(Material provided)

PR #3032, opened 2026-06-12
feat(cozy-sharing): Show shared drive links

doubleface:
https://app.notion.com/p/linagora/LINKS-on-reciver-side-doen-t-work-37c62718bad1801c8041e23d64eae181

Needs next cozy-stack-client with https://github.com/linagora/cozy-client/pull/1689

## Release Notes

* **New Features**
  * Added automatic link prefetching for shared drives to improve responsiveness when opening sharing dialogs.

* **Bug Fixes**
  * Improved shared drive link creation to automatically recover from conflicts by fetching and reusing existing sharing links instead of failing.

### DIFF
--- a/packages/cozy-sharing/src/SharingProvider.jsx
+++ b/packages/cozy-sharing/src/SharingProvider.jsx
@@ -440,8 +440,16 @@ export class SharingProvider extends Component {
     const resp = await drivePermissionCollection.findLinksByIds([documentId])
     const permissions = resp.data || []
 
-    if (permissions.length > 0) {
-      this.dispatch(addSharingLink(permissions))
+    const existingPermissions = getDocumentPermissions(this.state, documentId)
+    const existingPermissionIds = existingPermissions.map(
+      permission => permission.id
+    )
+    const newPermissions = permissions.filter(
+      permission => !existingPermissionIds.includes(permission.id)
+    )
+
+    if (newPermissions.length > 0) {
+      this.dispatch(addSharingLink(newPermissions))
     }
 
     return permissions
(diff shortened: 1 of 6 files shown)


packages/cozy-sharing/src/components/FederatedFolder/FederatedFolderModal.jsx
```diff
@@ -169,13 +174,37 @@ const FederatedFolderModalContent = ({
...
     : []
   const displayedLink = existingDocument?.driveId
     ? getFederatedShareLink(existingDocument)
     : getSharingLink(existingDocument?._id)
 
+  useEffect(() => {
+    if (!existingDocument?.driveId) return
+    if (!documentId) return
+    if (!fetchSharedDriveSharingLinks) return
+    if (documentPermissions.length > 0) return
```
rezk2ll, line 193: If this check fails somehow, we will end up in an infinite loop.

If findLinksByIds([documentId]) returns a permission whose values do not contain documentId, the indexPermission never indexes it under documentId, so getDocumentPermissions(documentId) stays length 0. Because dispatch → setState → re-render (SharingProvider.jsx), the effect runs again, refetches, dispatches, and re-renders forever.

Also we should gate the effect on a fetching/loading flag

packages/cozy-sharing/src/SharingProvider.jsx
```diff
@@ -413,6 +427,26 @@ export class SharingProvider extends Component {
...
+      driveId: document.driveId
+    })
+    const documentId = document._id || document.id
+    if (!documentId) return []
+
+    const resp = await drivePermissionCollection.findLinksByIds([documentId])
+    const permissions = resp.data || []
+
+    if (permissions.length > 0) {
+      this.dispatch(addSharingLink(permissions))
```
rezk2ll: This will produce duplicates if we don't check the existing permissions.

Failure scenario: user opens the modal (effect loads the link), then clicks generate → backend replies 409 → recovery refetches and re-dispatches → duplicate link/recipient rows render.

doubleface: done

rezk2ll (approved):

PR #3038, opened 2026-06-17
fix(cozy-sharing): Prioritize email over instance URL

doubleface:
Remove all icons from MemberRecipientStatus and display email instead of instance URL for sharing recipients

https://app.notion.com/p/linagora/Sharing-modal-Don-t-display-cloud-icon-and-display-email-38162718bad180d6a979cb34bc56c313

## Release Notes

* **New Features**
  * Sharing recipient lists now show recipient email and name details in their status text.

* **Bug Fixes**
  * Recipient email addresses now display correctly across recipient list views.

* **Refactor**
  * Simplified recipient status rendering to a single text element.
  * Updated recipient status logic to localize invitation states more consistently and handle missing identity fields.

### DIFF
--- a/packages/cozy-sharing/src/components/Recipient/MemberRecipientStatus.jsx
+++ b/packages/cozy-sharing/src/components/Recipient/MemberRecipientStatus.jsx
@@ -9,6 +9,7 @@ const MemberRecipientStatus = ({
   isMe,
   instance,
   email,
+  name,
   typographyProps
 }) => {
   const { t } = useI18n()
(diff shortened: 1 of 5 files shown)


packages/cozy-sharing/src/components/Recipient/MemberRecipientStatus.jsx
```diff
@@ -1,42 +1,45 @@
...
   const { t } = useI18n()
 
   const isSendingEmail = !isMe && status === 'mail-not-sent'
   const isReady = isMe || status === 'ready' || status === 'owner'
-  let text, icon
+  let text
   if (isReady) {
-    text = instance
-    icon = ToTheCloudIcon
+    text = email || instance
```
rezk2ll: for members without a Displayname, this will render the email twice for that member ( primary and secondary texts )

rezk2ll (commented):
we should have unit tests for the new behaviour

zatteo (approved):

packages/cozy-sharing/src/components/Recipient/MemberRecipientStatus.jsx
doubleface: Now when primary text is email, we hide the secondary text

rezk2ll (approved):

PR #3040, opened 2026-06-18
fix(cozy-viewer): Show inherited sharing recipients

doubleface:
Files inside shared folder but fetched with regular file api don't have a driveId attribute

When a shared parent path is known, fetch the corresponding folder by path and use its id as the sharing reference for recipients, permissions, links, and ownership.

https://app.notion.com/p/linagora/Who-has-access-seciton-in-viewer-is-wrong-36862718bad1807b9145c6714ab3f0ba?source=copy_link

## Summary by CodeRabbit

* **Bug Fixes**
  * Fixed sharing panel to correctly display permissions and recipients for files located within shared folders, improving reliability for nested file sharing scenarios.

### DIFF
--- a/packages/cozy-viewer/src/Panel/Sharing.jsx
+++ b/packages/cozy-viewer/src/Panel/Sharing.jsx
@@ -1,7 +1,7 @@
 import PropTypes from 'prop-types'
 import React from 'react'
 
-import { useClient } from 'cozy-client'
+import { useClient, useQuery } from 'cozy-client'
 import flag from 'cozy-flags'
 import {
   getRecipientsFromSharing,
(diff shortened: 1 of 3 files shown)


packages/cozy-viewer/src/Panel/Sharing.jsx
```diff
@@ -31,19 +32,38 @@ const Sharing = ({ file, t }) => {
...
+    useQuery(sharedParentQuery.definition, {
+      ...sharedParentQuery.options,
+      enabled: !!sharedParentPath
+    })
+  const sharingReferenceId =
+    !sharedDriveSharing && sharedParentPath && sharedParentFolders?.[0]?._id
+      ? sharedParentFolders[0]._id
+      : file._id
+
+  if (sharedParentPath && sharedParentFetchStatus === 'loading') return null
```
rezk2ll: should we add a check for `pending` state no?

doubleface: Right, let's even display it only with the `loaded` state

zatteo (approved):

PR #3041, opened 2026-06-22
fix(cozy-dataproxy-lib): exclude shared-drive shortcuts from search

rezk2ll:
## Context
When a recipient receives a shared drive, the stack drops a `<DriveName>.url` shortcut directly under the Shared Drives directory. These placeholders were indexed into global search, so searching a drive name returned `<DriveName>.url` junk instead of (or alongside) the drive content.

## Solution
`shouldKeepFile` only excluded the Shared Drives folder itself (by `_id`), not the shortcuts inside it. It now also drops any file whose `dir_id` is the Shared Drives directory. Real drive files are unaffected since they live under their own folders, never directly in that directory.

(End Material provided)

- _What is expected_:
Copy each record above so that no word or mark differs.

- _Exercise answer_:
PR #3032, opened 2026-06-12
feat(cozy-sharing): Show shared drive links

doubleface:
https://app.notion.com/p/linagora/LINKS-on-reciver-side-doen-t-work-37c62718bad1801c8041e23d64eae181

Needs next cozy-stack-client with https://github.com/linagora/cozy-client/pull/1689

## Release Notes

* **New Features**
  * Added automatic link prefetching for shared drives to improve responsiveness when opening sharing dialogs.

* **Bug Fixes**
  * Improved shared drive link creation to automatically recover from conflicts by fetching and reusing existing sharing links instead of failing.

### DIFF
--- a/packages/cozy-sharing/src/SharingProvider.jsx
+++ b/packages/cozy-sharing/src/SharingProvider.jsx
@@ -440,8 +440,16 @@ export class SharingProvider extends Component {
     const resp = await drivePermissionCollection.findLinksByIds([documentId])
     const permissions = resp.data || []
 
-    if (permissions.length > 0) {
-      this.dispatch(addSharingLink(permissions))
+    const existingPermissions = getDocumentPermissions(this.state, documentId)
+    const existingPermissionIds = existingPermissions.map(
+      permission => permission.id
+    )
+    const newPermissions = permissions.filter(
+      permission => !existingPermissionIds.includes(permission.id)
+    )
+
+    if (newPermissions.length > 0) {
+      this.dispatch(addSharingLink(newPermissions))
     }
 
     return permissions
(diff shortened: 1 of 6 files shown)


packages/cozy-sharing/src/components/FederatedFolder/FederatedFolderModal.jsx
```diff
@@ -169,13 +174,37 @@ const FederatedFolderModalContent = ({
...
     : []
   const displayedLink = existingDocument?.driveId
     ? getFederatedShareLink(existingDocument)
     : getSharingLink(existingDocument?._id)
 
+  useEffect(() => {
+    if (!existingDocument?.driveId) return
+    if (!documentId) return
+    if (!fetchSharedDriveSharingLinks) return
+    if (documentPermissions.length > 0) return
```
rezk2ll, line 193: If this check fails somehow, we will end up in an infinite loop.

If findLinksByIds([documentId]) returns a permission whose values do not contain documentId, the indexPermission never indexes it under documentId, so getDocumentPermissions(documentId) stays length 0. Because dispatch → setState → re-render (SharingProvider.jsx), the effect runs again, refetches, dispatches, and re-renders forever.

Also we should gate the effect on a fetching/loading flag

packages/cozy-sharing/src/SharingProvider.jsx
```diff
@@ -413,6 +427,26 @@ export class SharingProvider extends Component {
...
+      driveId: document.driveId
+    })
+    const documentId = document._id || document.id
+    if (!documentId) return []
+
+    const resp = await drivePermissionCollection.findLinksByIds([documentId])
+    const permissions = resp.data || []
+
+    if (permissions.length > 0) {
+      this.dispatch(addSharingLink(permissions))
```
rezk2ll: This will produce duplicates if we don't check the existing permissions.

Failure scenario: user opens the modal (effect loads the link), then clicks generate → backend replies 409 → recovery refetches and re-dispatches → duplicate link/recipient rows render.

doubleface: done

rezk2ll (approved):

PR #3038, opened 2026-06-17
fix(cozy-sharing): Prioritize email over instance URL

doubleface:
Remove all icons from MemberRecipientStatus and display email instead of instance URL for sharing recipients

https://app.notion.com/p/linagora/Sharing-modal-Don-t-display-cloud-icon-and-display-email-38162718bad180d6a979cb34bc56c313

## Release Notes

* **New Features**
  * Sharing recipient lists now show recipient email and name details in their status text.

* **Bug Fixes**
  * Recipient email addresses now display correctly across recipient list views.

* **Refactor**
  * Simplified recipient status rendering to a single text element.
  * Updated recipient status logic to localize invitation states more consistently and handle missing identity fields.

### DIFF
--- a/packages/cozy-sharing/src/components/Recipient/MemberRecipientStatus.jsx
+++ b/packages/cozy-sharing/src/components/Recipient/MemberRecipientStatus.jsx
@@ -9,6 +9,7 @@ const MemberRecipientStatus = ({
   isMe,
   instance,
   email,
+  name,
   typographyProps
 }) => {
   const { t } = useI18n()
(diff shortened: 1 of 5 files shown)


packages/cozy-sharing/src/components/Recipient/MemberRecipientStatus.jsx
```diff
@@ -1,42 +1,45 @@
...
   const { t } = useI18n()
 
   const isSendingEmail = !isMe && status === 'mail-not-sent'
   const isReady = isMe || status === 'ready' || status === 'owner'
-  let text, icon
+  let text
   if (isReady) {
-    text = instance
-    icon = ToTheCloudIcon
+    text = email || instance
```
rezk2ll: for members without a Displayname, this will render the email twice for that member ( primary and secondary texts )

rezk2ll (commented):
we should have unit tests for the new behaviour

zatteo (approved):

packages/cozy-sharing/src/components/Recipient/MemberRecipientStatus.jsx
doubleface: Now when primary text is email, we hide the secondary text

rezk2ll (approved):

PR #3040, opened 2026-06-18
fix(cozy-viewer): Show inherited sharing recipients

doubleface:
Files inside shared folder but fetched with regular file api don't have a driveId attribute

When a shared parent path is known, fetch the corresponding folder by path and use its id as the sharing reference for recipients, permissions, links, and ownership.

https://app.notion.com/p/linagora/Who-has-access-seciton-in-viewer-is-wrong-36862718bad1807b9145c6714ab3f0ba?source=copy_link

## Summary by CodeRabbit

* **Bug Fixes**
  * Fixed sharing panel to correctly display permissions and recipients for files located within shared folders, improving reliability for nested file sharing scenarios.

### DIFF
--- a/packages/cozy-viewer/src/Panel/Sharing.jsx
+++ b/packages/cozy-viewer/src/Panel/Sharing.jsx
@@ -1,7 +1,7 @@
 import PropTypes from 'prop-types'
 import React from 'react'
 
-import { useClient } from 'cozy-client'
+import { useClient, useQuery } from 'cozy-client'
 import flag from 'cozy-flags'
 import {
   getRecipientsFromSharing,
(diff shortened: 1 of 3 files shown)


packages/cozy-viewer/src/Panel/Sharing.jsx
```diff
@@ -31,19 +32,38 @@ const Sharing = ({ file, t }) => {
...
+    useQuery(sharedParentQuery.definition, {
+      ...sharedParentQuery.options,
+      enabled: !!sharedParentPath
+    })
+  const sharingReferenceId =
+    !sharedDriveSharing && sharedParentPath && sharedParentFolders?.[0]?._id
+      ? sharedParentFolders[0]._id
+      : file._id
+
+  if (sharedParentPath && sharedParentFetchStatus === 'loading') return null
```
rezk2ll: should we add a check for `pending` state no?

doubleface: Right, let's even display it only with the `loaded` state

zatteo (approved):

PR #3041, opened 2026-06-22
fix(cozy-dataproxy-lib): exclude shared-drive shortcuts from search

rezk2ll:
## Context
When a recipient receives a shared drive, the stack drops a `<DriveName>.url` shortcut directly under the Shared Drives directory. These placeholders were indexed into global search, so searching a drive name returned `<DriveName>.url` junk instead of (or alongside) the drive content.

## Solution
`shouldKeepFile` only excluded the Shared Drives folder itself (by `_id`), not the shortcuts inside it. It now also drops any file whose `dir_id` is the Shared Drives directory. Real drive files are unaffected since they live under their own folders, never directly in that directory.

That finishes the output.